**WHAT YOU WILL DO:** Could you restate all of the entries, word for word?

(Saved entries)
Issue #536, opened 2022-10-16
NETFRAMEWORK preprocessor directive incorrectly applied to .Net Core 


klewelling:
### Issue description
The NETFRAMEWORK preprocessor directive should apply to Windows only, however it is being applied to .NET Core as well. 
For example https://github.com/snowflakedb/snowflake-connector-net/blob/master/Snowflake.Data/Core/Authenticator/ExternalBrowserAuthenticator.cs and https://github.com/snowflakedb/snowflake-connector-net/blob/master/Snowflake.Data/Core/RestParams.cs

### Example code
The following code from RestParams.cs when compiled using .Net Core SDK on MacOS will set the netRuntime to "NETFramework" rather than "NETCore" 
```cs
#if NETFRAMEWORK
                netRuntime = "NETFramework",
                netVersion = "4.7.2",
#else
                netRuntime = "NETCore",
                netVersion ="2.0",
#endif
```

**SOLUTION FOR THIS PROBLEM:**
Issue #536, opened 2022-10-16
NETFRAMEWORK preprocessor directive incorrectly applied to .Net Core 


klewelling:
### Issue description
The NETFRAMEWORK preprocessor directive should apply to Windows only, however it is being applied to .NET Core as well. 
For example https://github.com/snowflakedb/snowflake-connector-net/blob/master/Snowflake.Data/Core/Authenticator/ExternalBrowserAuthenticator.cs and https://github.com/snowflakedb/snowflake-connector-net/blob/master/Snowflake.Data/Core/RestParams.cs

### Example code
The following code from RestParams.cs when compiled using .Net Core SDK on MacOS will set the netRuntime to "NETFramework" rather than "NETCore" 
```cs
#if NETFRAMEWORK
                netRuntime = "NETFramework",
                netVersion = "4.7.2",
#else
                netRuntime = "NETCore",
                netVersion ="2.0",
#endif
```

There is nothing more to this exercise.